On Tikona since 20 days. No Major Problems. However Customer Care is pathetic. I told him that my speed fluctuates sometimes. He asked me to clear my browser History.


----------



## montsa007 (Apr 25, 2012)

KDroid said:


> On Tikona since 20 days. No Major Problems. However Customer Care is pathetic. I told him that my speed fluctuates sometimes. He asked me to clear my browser History.



No wonder those CC reps are n00bs.
I had a similar experience where a rep asked me to
-Reinstall Driver
-Clear Cache
-Reinstall Software
-Turn off Firewall to boost speeds.


----------



## theserpent (Apr 25, 2012)

KDroid said:


> On Tikona since 20 days.
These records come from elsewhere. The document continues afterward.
Issue #129, opened 2018-05-31
Allow custom fields and format when printing file info


adammoody:
When printing file info to the screen or writing it to a text file, it would be nice to allow the user to specify the fields and formats they'd like to use.  This could be done with printf/strftime-style format string, e.g.

%F - full path of file
%f - basename of file

%m - mode in octal
%M - mode in long dash form -rwxr-x---

%s - size in bytes
%S - size as float with human-readable units

adammoody:
Perhaps reuse "find -printf" syntax

PR #130, opened 2018-06-11
make use of text output fucntion

KnightKu:
Text output feature has been landed, let's make use of it, change text
to the default output format, and another option '-r/--raw' is introduced to
enable original native format.

### DIFF
--- a/experimental/dsh/dsh.c
+++ b/experimental/dsh/dsh.c
@@ -1756,6 +1756,7 @@ int main(int argc, char** argv)
     char* inputname  = NULL;
     char* outputname = NULL;
     int walk = 0;
+    int text = 0;
     /* set print default to 25 for now */
     int print_default = 100;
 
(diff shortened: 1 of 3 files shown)


adammoody:
Thanks @KnightKu.  I'd like to consider our tool interface a bit on this one.  For the text output, we should develop a way for the user to specify the fields they want printed, and perhaps the format of each field.  We'll need to define a command line syntax for that.  Also, I'd like to update our binary format to handle variable length paths, instead of writing fixed length records based on the longest path as it does now, which tends to generate very large output files when writing a lot of records with even a single long path.  So we may end up with more than one binary format.  Finally, we have some existing tools that expect the tools to output binary format when using -o, and we'd break them with a change like this.  That might be ok, but we should be careful about it.

I can imagine this might be useful while we work to hash all of that out, though.  Until then let's keep the binary format as the default with -o so we don't break existing workflows, and let's define a new (hidden) option to write text output.

adammoody:
Related issue to define text fields/formats:  https://github.com/hpc/mpifileutils/issues/129

experimental/dsh/dsh.c
```diff
@@ -1767,13 +1768,14 @@ int main(int argc, char** argv)
...
         {"verbose",  0, 0, 'v'},
+        {"text",     0, 0, 't'},
         {0, 0, 0, 0}
     };
 
     int usage = 0;
     while (1) {
         int c = getopt_long(
-                    argc, argv, "f:i:o:lhv",
+                    argc, argv, "f:i:o:lhvrt",
```
adammoody: Thanks @KnightKu.  Looks good, but let's drop the "r" here.  At least I think you mean to drop it.

KnightKu: yeah, true, forgot it here, let me fix it.

KnightKu:
fixed it, thanks.

adammoody:
Thanks, @KnightKu!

No Major Problems. However Customer Care is pathetic. I told him that my speed fluctuates sometimes. He asked me to clear my browser History.



Even Airtel tells that to me  Once he even told me to get my phone repaired to get the full speed back


----------



## arijitsinha (Jul 19, 2012)

The speed sometime sucks.. specially it started from friday evening. Sometime we are not able to login to their portal itself. And the most disadvantage is it's limiting number of users.


----------



## reniarahim1 (Jul 19, 2012)

Avoid it...Use to hear lot of issues with their service in my company discussion board. they will give the connection irrespective of feasibility check and will ask you to pay 3 months in advance. So your 3 months rent is gone without any service available. if if you ask them to disconnect the service they will keep on sending the bills..


----------



## techbulb (Jul 23, 2012)

i live in jaipur i just got tikona about 10 days ago its working very good speed is 2mbps according to my plan no disconnections . one day the electricity was gone so the modem shut and after electricity came it did not started again so i called the person who came to install the service he told some things to do and when it did not get started, he said to call customer service i called after waiting 10 min they picked and told that  technical service man will come in 48 hrs after that i checked the connection line by myself again and found that a wire was lose that was it, i adjusted it was working very good the next day man who did the installation came due to my complaint i told them i fixed it myself but it was a quick fix and the small box was broken so they replaced it no questions asked.(  actually the wire was lose because the maid dropped the small box while cleaning my room so its good uptill now atleast in jaipur )i give it 4 stars if anyother problems arise i will post


----------



## shashankm (Jul 23, 2012)

Tikona is improving atleast in Delhi..they've got few connections here in my area and seemingly doing just good.


----------



## Kl@w-24 (Jul 23, 2012)

Avoid it like the plague. You might get decent speeds in the beginning but as the number of users starts to increase, you'll watch in despair as your connection grinds to a halt. The CC is useless; you'll wait for 10 minutes (at least) before someone speaks to you. I was given the usual 'network issue' excuse every time. Finally after my fifth or so complaint, they sent an engineer who found nothing wrong with the connection.

Decided to get rid of it.


----------



## arijitsinha (Jul 23, 2012)

Kl@w-24 said:


> Avoid it like the plague. You might get decent speeds in the beginning but as the number of users starts to increase, you'll watch in despair as your connection grinds to a halt. The CC is useless; you'll wait for 10 minutes (at least) before someone speaks to you. I was given the usual 'network issue' excuse every time. Finally after my fifth or so complaint, they sent an engineer who found nothing wrong with the connection.
> 
> Decided to get rid of it.




Yeah, I completely agree. At usual time though the speed is good, but at peak time it suffers a lot. For example where I stay, mostly IT professional stay there. So the peak hours there is 8 p.m to 12 or 1 clock. Sometime speed really sucks at this time. 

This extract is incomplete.